▶ _Task to complete_:
Would you count how many lines of the entries below include the word "drop"? Give nothing but the number.

▶ _Given entries_:
Issue #1429, opened 2019-02-11
Retrieve formType from storage and include in payload to front end


gidjin:
As part of the push to support the SF-85 as well as multiple other future forms we need to implement a way for the backend to know the form type. This information is already stored in the version deployed with secure storage; however the information is not sent to the frontend in the user information and it is unclear how to support this in the version that does not use secure storage. This will include some investigation into how this information is stored and how to retrieve it from secure storage.

NOTE This story is _**NOT**_ to figure out how to use the data in the front end, but just how to retrieve it from secure storage, send it to the frontend in the payload, and how to replicate this in the version of the app that does not use secure storage.

See #1428

macrael:
1. The form type will be encoded in the GET /me/form response so that the UI can switch based on what form it pulls down from that api. 

2. eAgency sends a parameter called "level" when it provisions a user, that is saved in the accounts table on a "level" column. We will replicate that column and behavior here. 

3. eventually, but not for this PR, the form types that a user has been assigned (b/c there are edge cases where there can be multiple) should be set on the accounts table so we know which forms are available for a user to fill out. That will require the ability to specify multiple levels on the accounts table as well as an API for requesting different levels from the /me/form interface.

macrael:
We'll need something to make it easy to set the level for a user in development, I think that a binary like the `unlock` tool to toggle the form would suffice. It will come with warnings that switching a user that has already partially filled out a form has data integrity issues.

ryanhofdotgov:
What are the domain of values for `level`? To set the stage for future iterations, what ever we send to the front end should be the form type (e.g., SF-86) and a version string (e.g., 2016-11), augmenting `level` if required.

macrael:
Is that version sent by eAgency or IM? In the eAgency API it is specified as an enum of “SF85”, “SF86”, “SF85P” but I would love if level just had the version built in instead of having two separate columns for it.

ryanhofdotgov:
https://gsa-tts.slack.com/archives/CD1HQH1EY/p1551746167081300

macrael:
Code is in https://github.com/18F/e-QIP-prototype/pull/1541

macrael:
Merged

PR #1378, opened 2019-01-24
Add formType URL param to configure form type

christopherhuii:
This PR is the first step for developing new forms. In order to view different forms, we need a way to identify them.

This is a basic implementation of using URL parameters to define the form type.
By appending `?formType=` to the base URL you can define a custom form type.

For example, after you login using the URL: 

`http://localhost:3000/login` will store the following in Redux
```
authentication: {
  authenticated: true,
  token: "NpYy1zZXNzaW9uIiwiYXVkIjoiQmFzaWFfADinOWFEOWEIfjiwFOIEfcmwoei",
  formType: "SF86",
  error: ""
}
```

`http://localhost:3000/login?formType=SF85` will store the following in Redux
```
authentication: {
  authenticated: true,
  token: "NpYy1zZXNzaW9uIiwiYXVkIjoiQmFzaWFfADinOWFEOWEIfjiwFOIEfcmwoei",
  formType: "SF85",
  error: ""
}
```

`http://localhost:3000/login?formType=lolwut` will store the following in Redux
```
authentication: {
  authenticated: true,
  token: "NpYy1zZXNzaW9uIiwiYXVkIjoiQmFzaWFfADinOWFEOWEIfjiwFOIEfcmwoei",
  formType: "lolwut",
  error: ""
}
```

**Note**: This URL parameter is only available on:
  1. local dev environments
  2. develop deploy branch environment.

PR #1435, opened 2019-02-12
Implement initial ground work for form management

### LINKED ISSUE #1428: Implement top level form type branching
As part of the push to support the SF-85 as well as multiple other future forms we need to implement a way for the front end to know the form type. This information should be stored in redux and passed as a prop to the appropriate components. It may need to be in Redux Context if it has to be passed around to more than top level components. 

This work is reflected in the branch https://github.com/18F/e-QIP-prototype/compare/develop...ch-1371-identification-sf85 and in the old PR https://github.com/18F/e-QIP-prototype/pull/1378

NOTE This story is _**NOT**_ to figure out how to get the formType from the backend, but simply how to handle storing and passing it around in the front end.

See #1429

christopherhuii:
## Description

Fixes #1428 
This is an initial attempt at implementing form management. This is not a perfect solution, but it handles the basic requirements needed to handle multiple forms.

As a proof of concept, please view:
`http://API_BASE_URL/login`
`http://API_BASE_URL/login?formType=85`

You'll notice the navigation sidebar on the left has the appropriate sections (Note: subsections and questions have not been addressed yet)

There's a decent amount of work that's going on here, so I'll try to describe the body of work from a high level.
1. In development, it uses a URL parameter `?formType=` to differentiate the form type. We have an outstanding issue #1429 that will grab the form type from user data.
2. Once the applicant is logged in and the form type is stored in Redux, we need to load the correct form. A lot of the work stems from `src/components/Main/App.jsx`, specifically `componentDidMount`. This is a good place to trace through all the changes.

_Note: In order to narrow down the scope of work, I cut and pasted certain functions rather than attempt to refactor all of them._

3. Each form is described in a "schema" located in `src/config/form`. This form schema is stored in Redux.

## Checklist for Reviewer

- [ ] Review code changes
- [ ] Load up test cases and confirm data is correct
- [ ]  Fill out the form from top to bottom


src/actions/AuthActions.js
```diff
@@ -56,16 +66,17 @@ export function tokenError() {
   }
 }
 
-export function handleLoginSuccess(token) {
+export function handleLoginSuccess(token, formType = '86') {
```
suzubara: I'd recommend creating constant definitions for each of the form types, so that all of the values are centrally defined.

christopherhuii:
@suzubara What do you suggest we keep?

I've broken out the form type stuff into a separate PR (#1378)

I'm completely okay with declining this PR because it is kinda outdated work. A big reason why things are the way they are was because I was focusing on form management rather than refactoring the application.

The static constant `navigation` in `src/config/navigation.js` drives the application. It's referenced all over the application, especially in helper functions around the application. I put the form in Redux to make it easier to reference rather than refactoring.

suzubara:
@christopherhuii I think the new PR for the form type work is a good example!

When I say break things out I mean isolating changes to the code that are independent from each other. For example, updating the UI to display the correct form name, and updating the progress/score card with the correct number of sections. Additionally I noticed AuthenticatedView is removed from a few components here, which is another thing we've talked about doing (and I definitely support doing) but doesn't need to be coupled w everything else.

It also explicitly *removes* the `navigation` constant (exported from `config/navigation.js`) reference. I would recommend instead, adding whatever code is needed to make that redundant, and then subsequently removing it (this may happen over the course of several PRs, as I know that constant is widely used).

If you want to drop this PR since as you mentioned it's outdated, I would say that's up to you! It might be easier going forward than to try and reconcile it with the other work going on -- however it can still be used as a reference if that's helpful.

Also, I understand that the `props.form, props.form.sections` in Redux is meant to replace the `navigation` constant. However the configuration of each form type (what you've defined in `config/form/sf85.js, sf86.js`) is constant, and can be referenced directly by each component that needs it -- I'd reserve use of `props` for parameters that are subject to change (such as which `formType` the user is accessing).

christopherhuii:
I recommend we drop this and pick up pieces along  the way, if needed.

▶ _Written solution_:
2